> _WHAT TO DO_
In the listing below, print exactly the lines from the first through the one that contains "This PR will".

::: LISTED ENTRIES

PR #153, opened 2022-02-10
AWS bootstrap: remove multi-AZ node groups

DavidSpek:
This PR will remove the old multi-AZ node groups that can cause problems with EBS volumes to fully transition over to single-AZ node groups.


bootstrap/terraform/aws-bootstrap/main.tf
```diff
@@ -78,17 +65,21 @@ module "single_az_node_groups" {
...
+  node_groups            = var.multi_az_node_groups
+  set_desired_size       = false
+  private_subnet_ids     = module.vpc.worker_private_subnets_ids
+
+  ng_depends_on = [
+    module.cluster.config_map_aws_auth
+  ]
+}
 
 resource "aws_eks_addon" "vpc_cni" {
```
michaeljguarino, line 84: we probably need to rewire the depends_on fields for the aws_eks_addons here to point to the new node group modules.

bootstrap/terraform/aws-bootstrap/output.tf
```diff
@@ -32,5 +32,5 @@ output "cluster_public_subnet_ids" {
 }
 
 output "node_groups" {
```
michaeljguarino, line 34: could we also grab the first groups worker_role_arn to make life easier for downstream apps?

PR #154, opened 2022-02-10
Remove pod security policies from monitoring charts

michaeljguarino:
Needed to support k8s 1.22


lycanlee:
Thanks for jumping on this so quickly @michaeljguarino!

PR #175, opened 2022-02-28
set k8s version explicitly in bootstrap

### LINKED ISSUE #165: Pin k8s versions in core bootstrapping terraform modules
## Use Case
We had a user pick up a gcp deploy and realize quickly lots of apps were broken due to GKE stealthily moving to k8s 1.22.  Our version infrastructure should provide us the tools to manage this, but we need to use it properly, in particular by pinning our `{provider}-bootstrap` modules to specific k8s versions.

## Ideas of Implementation
Go through the terraform and find the appropriate settings to use for each module.

---
#### Message from the maintainers:
Excited about this feature? Give it a :thumbsup:. We factor engagement into prioritization.

ycryptx:
## Summary
This makes it so the k8s version across our cloud providers is explicitly defined.
closes #165 

## Checklist

### DIFF
--- a/bootstrap/terraform/aws-bootstrap/main.tf
+++ b/bootstrap/terraform/aws-bootstrap/main.tf
@@ -35,7 +35,7 @@ module "vpc" {
 module "cluster" {
   source          = "github.com/pluralsh/terraform-aws-eks?ref=always-create-auth-cm"
   cluster_name    = var.cluster_name
-  cluster_version = "1.21"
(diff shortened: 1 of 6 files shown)


DavidSpek (approved):
Looks good to me.

DavidSpek:
@ycryptx For GKE you should set it to the current latest version, otherwise it will cause a downgrade for people which isn’t supported.

PR #181, opened 2022-03-07
GKE: Pin K8s version, use cilium, setup similar node group to EKS

DavidSpek:
Requires: https://github.com/pluralsh/plural/pull/178

## Summary
Pins the GKE kubernetes version. Uses Cilium as the CNI. Sets up the same type of node groups as we use on EKS with the same labels. Also deploys the FileStore CSI driver.

## Checklist

### DIFF
--- a/bootstrap/terraform/gcp-bootstrap/main.tf
+++ b/bootstrap/terraform/gcp-bootstrap/main.tf
@@ -47,8 +47,8 @@ module "gke" {
   http_load_balancing        = true
   remove_default_node_pool   = true
   add_cluster_firewall_rules = true
-  network_policy             = false
-  datapath_provider          = "ADVANCED_DATAPATH"
+  network_policy             = var.network_policy_enabled
+  datapath_provider          = var.datapath_provider
   kubernetes_version         = var.k8s_version
   filestore_csi_driver       = true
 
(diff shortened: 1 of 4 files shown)


bootstrap/terraform/gcp-bootstrap/main.tf
```diff
@@ -40,10 +40,17 @@ module "gke" {
   http_load_balancing        = true
   remove_default_node_pool   = true
   add_cluster_firewall_rules = true
-  network_policy             = true
+  network_policy             = false
```
michaeljguarino, line 43: what's the implication of setting this to false?  Is it duplicative with cilium?

bootstrap/terraform/gcp-bootstrap/variables.tf
```diff
@@ -96,6 +239,11 @@ instances are launched.
 EOF
 }
 
+variable "k8s_version" {
+  type = string
+  default = "1.22.6-gke.300"
```
michaeljguarino, line 244: 💯

DavidSpek: should be bumped to `1.22.7-gke.900`

DavidSpek:
@michaeljguarino I've tested both an upgrade from the current latest version and a fresh deployment and everything went smoothly so I think this can be merged.

michaeljguarino (approved):
let's get this merged for sure

PR #184, opened 2022-03-16
GCP set bucket locations using new CLI

DavidSpek:
## Summary
This PR updates the terraform artifacts for GCP so that the bucket location is set using the new CLI changes from https://github.com/pluralsh/plural-cli/pull/30. 

## Checklist

### DIFF
--- a/bootstrap/terraform/gcp-bootstrap/locals.tf
+++ b/bootstrap/terraform/gcp-bootstrap/locals.tf
@@ -1,9 +1,6 @@
 locals {
-	gcp_location       = var.gcp_location
-  gcp_location_parts = split("-", local.gcp_location)
-  gcp_region         = "${local.gcp_location_parts[0]}-${local.gcp_location_parts[1]}"
-  pods_cidr_name     = "${var.gcp_location}-${var.cluster_name}-pods"
-  services_cidr_name = "${var.gcp_location}-${var.cluster_name}-services"
+  pods_cidr_name     = "${var.gcp_region}-${var.cluster_name}-pods"
+  services_cidr_name = "${var.gcp_region}-${var.cluster_name}-services"
   vpc_network_name   = var.vpc_network_name != "" ? var.vpc_network_name : "${var.vpc_name_prefix}-network"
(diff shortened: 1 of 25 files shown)


bootstrap/terraform/gcp-bootstrap/locals.tf
```diff
@@ -1,9 +1,6 @@
 locals {
-	gcp_location       = var.gcp_location
-  gcp_location_parts = split("-", local.gcp_location)
-  gcp_region         = "${local.gcp_location_parts[0]}-${local.gcp_location_parts[1]}"
-  pods_cidr_name     = "${var.gcp_location}-${var.cluster_name}-pods"
-  services_cidr_name = "${var.gcp_location}-${var.cluster_name}-services"
+  pods_cidr_name     = "${var.gcp_region}-${var.cluster_name}-pods"
+  services_cidr_name = "${var.gcp_region}-${var.cluster_name}-services"
```
DavidSpek, line 3: @michaeljguarino the cidrs are regional, so the location name doesn't make much sense. However, this change is likely breaking.

michaeljguarino: my guess is this could fall into a full control plane replacement, which is going to be very bad.

DavidSpek: That's avoided by the changes in https://github.com/pluralsh/plural-artifacts/pull/184/files#diff-03cedf9cd127cd1e99af028f7ba2e13316f5cc1b71a28e6e06f0e068e0b2220f.

michaeljguarino: ok we should verify but that looks good enough to solve for.

DavidSpek: I've verified that particular fix. Without it, planning bootstrap will actually fail because the kubernetes provider can't connect to the cluster (it tries to connect to localhost since terraform is planning to delete the existing cluster so there aren't any connection details).

michaeljguarino (approved):

PR #198, opened 2022-03-29
fix aks version variable reference

RickRen7575:
## Summary
This should fix the k8s version variable reference in terraform.

## Test Plan
I have ensured that the variable reference is matching across files.

## Checklist


DavidSpek:
Thanks for the contribution!

PR #220, opened 2022-04-14
Fix airflow azure logs

michaeljguarino:
## Summary
We needed to prefix the minio endpoint with https://.  Otherwise credentials are all properly placed and seems to function.

## Test Plan
`plural link helm airflow --name airflow --path ../plural-az-installations/airflow/helm/airflow` and kicked off a dag run to check its logs

## Checklist
- [x] My change requires a change to the documentation and I have updated the documentation accordingly.
- [x] I have added tests to cover my changes.


RickRen7575:
Thanks for sharing this! I see the `plural link...` command now and how it works

PR #224, opened 2022-04-20
airflow helm updates

mertkayhan:
## Summary

Hello @michaeljguarino , we are currently using Airflow through Plural with the following modifications:
* We use Cloud SQL as our db
* We use Kubernetes Executor instead of Celery based one
* We have a custom GCS sync operator which utilizes existing PVC to sync dags

Based on these modifications we do not necessarily need Zalando Postgres, Redis, etc. instances. Therefore, I updated the helm templates to respect these variations.

I am new to Plural, so I would appreciate some feedback on this :) 

## Checklist

### DIFF
--- a/airflow/helm/airflow/templates/postgres.yaml
+++ b/airflow/helm/airflow/templates/postgres.yaml
@@ -1,3 +1,4 @@
+{{- if .Values.postgres.enabled }}
 apiVersion: acid.zalan.do/v1
 kind: postgresql
 metadata:
@@ -85,3 +86,4 @@ spec:
     targetPort: http-metrics
   selector:
     spilo-role: replica
+{{- end }}
--- a/airflow/helm/airflow/values.yaml.tpl
+++ b/airflow/helm/airflow/values.yaml.tpl
@@ -4,7 +4,7 @@ global:
     - description: airbyte web ui
       url: {{ .Values.hostname }}
 
-{{ if .Values.redisEnabled }}
+{{ if not .Values.redisDisabled }}
 secrets:
   redis_password: {{ dedupe . "airflow.secrets.redis_password" (randAlphaNum 14) }}
 {{ end }}
@@ -15,6 +15,7 @@ s3access:
   secret_access_key: {{ importValue "Terraform" "secret_access_key" }}
 {{ end }}
 
+{{ if not .Values.gitSyncDisabled }}
 sshConfig:
 {{ if .Values.hostname }}
   id_rsa: {{ ternary .Values.private_key (dedupe . "airflow.sshConfig.id_rsa" "") (hasKey .Values "private_key") | quote }}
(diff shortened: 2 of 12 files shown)


DavidSpek:
@mertkayhan Thank you very much for the contribution. I’ll look at your changes tomorrow and leave a review for you.

mertkayhan:
Thanks @DavidSpek, much appreciated

michaeljguarino (approved):
This is amazing!  Thanks for all the work here.  We'll probably want to modify the airflow recipes after merge to not ask for dag git info if you chose to opt out of git sync.

One other question, are you guys using your own airflow docker image then?

michaeljguarino:
@DavidSpek we should do a test on one of our clusters to ensure it still works with local pg and redis setups, but I think it should be fine based on my spot-check of the code

mertkayhan:
@michaeljguarino No, we are using the upstream image. Initially, we injected a custom sidecar into the containers but now it is a separate deployment which shares an NFS with Airflow components.

airflow/helm/airflow/values.yaml.tpl
```diff
@@ -160,11 +164,13 @@ airflow:
 
   dags:
     gitSync:
-      enabled: true
+      enabled: {{ .Values.gitSyncEnabled | ternary "true" "false" }}
```
michaeljguarino, line 167: Ok I've tested this locally and just realized this setting will break existing airflow installs.  We'd probably need to set it to a default-falsy setting, like:

```
{{ if not .Values.gitSyncDisabled }}
  dags:
    gitSync:
       ....
{{ end }}
```

Since people won't have the gitSyncEnabled flag set in their context by default.

airflow/helm/airflow/values.yaml.tpl
```diff
@@ -4,8 +4,10 @@ global:
     - description: airbyte web ui
       url: {{ .Values.hostname }}
 
+{{ if .Values.redisEnabled }}
```
michaeljguarino, line 7: Similar issue here, use {{ if not .Values.redisDisabled }} to turn this off manually but default-on.

airflow/helm/airflow/values.yaml.tpl
```diff
@@ -22,7 +24,9 @@ sshConfig:
   id_rsa_pub: example
 {{ end }}
 
+{{ if .Values.postgresqlEnabled }}
```
michaeljguarino, line 27: like with redis and gitsync, this should default on, so we'd need something like:

{{ if not .Values.postgresDisabled }}

michaeljguarino (changes requested):

airflow/helm/airflow/values.yaml.tpl
mertkayhan: Good point, agreed

airflow/helm/airflow/templates/postgres.yaml
```diff
@@ -1,3 +1,4 @@
+{{- if .Values.postgres.enabled }}
```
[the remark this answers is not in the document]
michaeljguarino: Also, it's kind of unfortunate, but the safest way to ensure this is to put it into the values.yaml.tpl, I've seen the internal values.yaml not consistently apply after helm installs (some internal helm issue, I suppose)

PR #225, opened 2022-04-25
add hasura admin secret to notes.tpl

michaeljguarino:
## Summary
We don't currently print the hasura admin secrets in the deployment notes, so users have to manually fetch it.

## Test Plan
can't test locally unfortunately

## Checklist


DavidSpek (approved):
Looks good to me

PR #314, opened 2022-07-04
Add postgres wait init containers to airbyte app

michaeljguarino:
## Summary

We're seeing occasional issues waiting for airbyte migrations which might be due to race conditions with postgres provisioning, this should serialize the process a bit and make it more reliable/debuggable

## Test Plan
tested using plural link

## Checklist


DavidSpek:
Don’t forget to jump the chart version.

michaeljguarino:
ugh yea

PR #327, opened 2022-07-26
Onboard YugabyteDB

DavidSpek:
## Summary
This PR onboard YugabyteDB. A forked helm chart is used so that we can automate the setup of a [multi availability zone](https://docs.yugabyte.com/preview/deploy/kubernetes/multi-zone/eks/helm-chart/) deployment using the region and AZ labels on the Kubernets nodes.

## Test Plan
Local linking

## Checklist

    - [x]  ideally also have at least cpu/mem utilization dashboards for webserver tier of the app
    - [x]  you can use `plural from-grafana` to convert a grafana dashboard found via google to our CRD
    - [x]  inputing secrets
    - [x]  configuring autoscaling
    - [x]  Azure
    - [x]  AWS
    - [x]  GCP


DavidSpek:
The setup job to set the admin passwords is exiting with an error even though the password is changed correctly. This still needs to be solved along with adding a runbook for scaling.

PR #331, opened 2022-07-27
add external db support for metabase

mertkayhan:
## Summary

Hello @michaeljguarino @DavidSpek, 

I have made a minor modification to the metabase chart so that we can use cloud sql instead of operator managed postgres. Could you please review this change?

## Test Plan

Tested locally with plural link

## Checklist

    - [ ]  inputing secrets
    - [ ]  Azure
    - [ ]  AWS
    - [ ]  GCP

### DIFF
--- a/metabase/helm/metabase/Chart.yaml
+++ b/metabase/helm/metabase/Chart.yaml
@@ -8,3 +8,4 @@ dependencies:
 - name: postgres
   version: 0.1.4
   repository: https://pluralsh.github.io/module-library
+  condition: database.operatorEnabled
--- a/metabase/helm/metabase/values.yaml.tpl
+++ b/metabase/helm/metabase/values.yaml.tpl
@@ -4,8 +4,15 @@ global:
     - description: metabase web ui
       url: {{ .Values.hostname }}
 
+{{ if not .Values.postgresqlDisabled }}
 database:
   encryptionKey: {{ dedupe . "metabase.database.encryptionKey" (randAlphaNum 32) }}
+  operatorEnabled: true
+{{ else }}
+database: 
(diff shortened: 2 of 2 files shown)


metabase/helm/metabase/Chart.yaml
```diff
@@ -7,4 +7,5 @@ appVersion: "1.16.0"
 dependencies:
 - name: postgres
   version: 0.1.4
-  repository: https://pluralsh.github.io/module-library
\ No newline at end of file
+  repository: https://pluralsh.github.io/module-library
+  condition: database.operatorEnabled
```
michaeljguarino, line 11: I believe this needs to be set to default on?

michaeljguarino (changes requested):

metabase/helm/metabase/Chart.yaml
mertkayhan: I've set it to true [here](https://github.com/pluralsh/plural-artifacts/pull/331/files#diff-69d83cf79d91da3fc1932425bf0455269314f1b91073c95e41f56a33e2c7007fR10). I figured this would work, what do you think?

michaeljguarino: ah I see yeah that's probably fine

michaeljguarino: let me test on our instance and give the heads up if it's good to merge

michaeljguarino (approved):
Just tested and this looks good to ship!

michaeljguarino:
@mertkayhan bump the version for the chart and I'll merge it

mertkayhan:
> @mertkayhan bump the version for the chart and I'll merge it

@michaeljguarino Thanks for checking it! I did not manage to update the tag yet. Did you do it?

PR #332, opened 2022-07-28
Move MLFlow deployment away from operator

DavidSpek:
## Summary
Sets the annotation needed for MLFlow to visualize artifacts. Still need to build a new image with boto3 and an updated version of MLFlow.


mlflow/plural/recipes/mlflow-aws.yaml
```diff
@@ -25,9 +25,5 @@ sections:
   items:
   - type: TERRAFORM
     name: aws
-  - type: TERRAFORM
-    name: aws-standalone
   - type: HELM
     name: mlflow
```
michaeljguarino, line 29: This means existing users with an mlflow install are going to have the operator uninstalled and this chart replacing it?

michaeljguarino (commented):
We should take a look into the total number of people currently using mlflow.  A breaking cha

mlflow/plural/recipes/mlflow-aws.yaml
DavidSpek: That is the idea. MLFlow standalone will be replaced by this, the operator is no longer needed either.

mlflow/terraform/aws/main.tf
```diff
@@ -4,6 +4,55 @@ resource "kubernetes_namespace" "mlflow" {
...
+  source = "github.com/pluralsh/module-library//terraform/irsa-policy"
+  cluster_name   = var.cluster_name
+  role_name      = var.role_name
+  namespace      = var.namespace
+  serviceaccount = var.serviceaccount_name
+  policy_json    = data.aws_iam_policy_document.mlflow.json
+
+}
+
+data "aws_iam_policy_document" "mlflow" {
```
michaeljguarino, line 28: the s3 buckets module should autocreate a policy for you

mlflow/terraform/gcp/main.tf
```diff
@@ -4,6 +4,7 @@ resource "kubernetes_namespace" "mlflow" {
     labels = {
       "app.kubernetes.io/managed-by" = "plural"
       "app.plural.sh/name" = "mlflow"
+      "platform.plural.sh/sync-target" = "pg"
     }
   }
```
michaeljguarino, line 9: looks like gcp/azure aren't having their object stores provisioned?

DavidSpek: We also don't have recipes for GCP and Azure yet. Given the past experience with MLFlow now we should test those cloud providers rigorously before releasing those recipes.

PR #341, opened 2022-08-06
Add default read-only role to argo-workflow sso

michaeljguarino:
## Summary

Argo has the capability to provide a default role to sso users, which can naturally be made a RO role so users can use the workflow dashboard for visibility.  We should configure that properly by default.

## Test Plan
verified with plural link

## Checklist

    - [ ]  inputing secrets
    - [ ]  Azure
    - [ ]  AWS
    - [ ]  GCP

### DIFF
--- a/argo-workflows/helm/argo-workflows/Chart.yaml
+++ b/argo-workflows/helm/argo-workflows/Chart.yaml
@@ -2,7 +2,7 @@ apiVersion: v2
 name: argo-workflows
 description: A Helm chart for Kubernetes
 type: application
-version: 0.1.22
+version: 0.1.23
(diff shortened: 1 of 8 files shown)


DavidSpek:
We should change the name of the SA with the admin role to `argo-workflow-admin` and not add the IRSA and workload identity annotations to it since that SA probably shouldn't run the actual workflows.

For workflows we can create the default `argo-workflow` SA and then use our operator to sync it into other namespaces. The IRSA policy has a wild card for namespaces so copying it over with those annotations should work fine.

michaeljguarino:
I don't think the operator syncs service accounts currently so we'd need to make that change first

PR #348, opened 2022-08-16
bump gitlab to 5.9.0

michaeljguarino:
## Summary
We need to start rolling up gitlab to closer to its current vsn.  This will get us almost to the 6.0.x releases

## Test Plan
tested locally via plural link

## Checklist

    - [ ]  inputing secrets
    - [ ]  Azure
    - [ ]  AWS
    - [ ]  GCP


tony0306 (commented):
No visible issue.

PR #356, opened 2022-08-29
adjusted variables accordingly to fix "culling"

tikr7:
Hi @DavidSpek 

We analyzed the issue of the "culling" feature of the notebook controller. In the end the names of the variables have changed (https://github.com/kubeflow/kubeflow/blob/master/components/proposals/20220121-jupyter-notebook-idleness.md#api-changes). 

This PR is to fix it.

I already tried it on our cluster by changing the configmap manually and we can confirm that it works.


michaeljguarino (approved):

michaeljguarino (commented):
One thing: you'll need to bump the version on the containing chart to have this publish

tikr7:
Is it now the correct version I need to bump?

@DavidSpek I also adjusted the notebook-controller version to 1.5.0 as agreed in the daily.
Interestingly, it was version 1.3 before as the image.

DavidSpek:
You forgot to bump the version of the webapp image it seems.

DavidSpek:
the image tag for the web app is v1.5.0

tikr7:
Thanks! Updated.

DavidSpek:
Thanks for the contribution!

PR #357, opened 2022-08-31
Onboard terraria

floreks:
## Summary
Closes ENG-518.

Onboarded terraria. Exposed some basic server settings for the user during bundle install:
- `hostname` - fqdn of the server
- `worldsize` - one of: `small|medium|large`
- `password` - protected the server with password
- `restAPIEnabled` - when TShock is used (default) it can also expose the rest API on port 7878.

## Test Plan
Used the `make upload-terraria` and then deployed it on my AWS cluster using plural CLI. Test server available at: `terraria.floreks-aws.onplural.sh:7777`.

Rest API: [status](http://terraria.floreks-aws.onplural.sh:7878/status)

## Checklist
    - [ ]  inputing secrets
    - [ ]  Azure
    - [ ]  AWS
    - [ ]  GCP


terraria/helm/terraria/templates/NOTES.txt
```diff
@@ -0,0 +1,22 @@
+1. Get the application URL by running these commands:
```
michaeljguarino, line 1: a lot of these files are autogen'ed from helm create and can just be rm'ed

terraria/helm/terraria/templates/tests/test-connection.yaml
```diff
@@ -0,0 +1,15 @@
+apiVersion: v1
```
michaeljguarino, line 1: probably want to rm this file

terraria/vendor_images
```diff
@@ -0,0 +1 @@
+ryshe/terraria:latest
```
DavidSpek, line 1: Probably shouldn't use latest here since then we can never push out an update to users.

terraria/helm/terraria/Chart.yaml
```diff
@@ -0,0 +1,6 @@
+apiVersion: v2
+name: terraria
+description: helm chart for terraria
+type: application
+version: 0.1.2
```
floreks, line 5: Do i need to bump this version if I have already published it?

DavidSpek: The version needs to not have been pushed to Plural yet.

DavidSpek (changes requested):
I thought the plan was to add an ingress to expose the server, rather than a dedicated loadbalancer.

floreks:
Ingresses and nginx controller are designed to handle the web traffic (http/https). In case of game servers where it requires a raw TCP connection on a specific port it's a bit different and requires too many changes in the nginx controller configuration to be actually worth the effort.

DavidSpek (approved):

DavidSpek:
We could actually do it, since we're doing it for GitLab as well. But for now this should be fine. Although I'm not sure if this will work for our KinD setup. It's a bit ironic that we need load balancers for the game servers, but using load balancers is less easy where the game servers are likely to run (like KinD or on-prem).

floreks:
It might make sense for Gitlab. I am not sure if it does for most game servers though. Many users don't need or want to configure the hostname for their game server and use plain IP to connect to the server or share it with people. At least that's my experience.

PR #358, opened 2022-08-31
AWS: ensure node groups have a unique name

DavidSpek:
## Summary
When an AWS region only has 2 availability zones a duplicate name for our node groups occurs. This PR uses a new version of our node group module that appends the subnet name to the node group name to ensure they are unique. Since this is a breaking change, this is also a good opportunity to update the AMI used by the worker nodes. Also, the `kube-proxy` and `vpc-cni` versions are updated.

## Test Plan
local linking


michaeljguarino (approved):
I think there's also a way to generate notes for this as well. Also how has it been tested so far?

PR #367, opened 2022-09-13
Bug/fix kfp token injection

tikr7:
Hi @DavidSpek 
In order to fix the KFP token injection the following label needs to be set in the user namespaces:
```
  labels:
    app.kubernetes.io/part-of: kubeflow-profile
```
In a commit in ~May from you, that label got deleted.

Here in this PR I added it again. And I bumped the version.


kubeflow/helm/profile-controller/values.yaml
```diff
@@ -70,6 +70,7 @@ config:
       bucketName: ""
```
DavidSpek, line 70: Can you bump the image tag to 0.1.13.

::::::

> _RESPONSE_
PR #153, opened 2022-02-10
AWS bootstrap: remove multi-AZ node groups

DavidSpek:
This PR will remove the old multi-AZ node groups that can cause problems with EBS volumes to fully transition over to single-AZ node groups.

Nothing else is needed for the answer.